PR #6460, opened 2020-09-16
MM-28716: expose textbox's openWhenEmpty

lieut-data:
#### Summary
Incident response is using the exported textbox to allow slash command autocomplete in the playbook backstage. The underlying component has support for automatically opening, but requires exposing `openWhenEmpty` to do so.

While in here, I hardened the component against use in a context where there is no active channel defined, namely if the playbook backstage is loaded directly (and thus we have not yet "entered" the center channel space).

### YOUR TASK
Pull out each line of the entries that contains "playbook".

### RESPONSE TO THE EXERCISE
Incident response is using the exported textbox to allow slash command autocomplete in the playbook backstage. The underlying component has support for automatically opening, but requires exposing `openWhenEmpty` to do so.
While in here, I hardened the component against use in a context where there is no active channel defined, namely if the playbook backstage is loaded directly (and thus we have not yet "entered" the center channel space).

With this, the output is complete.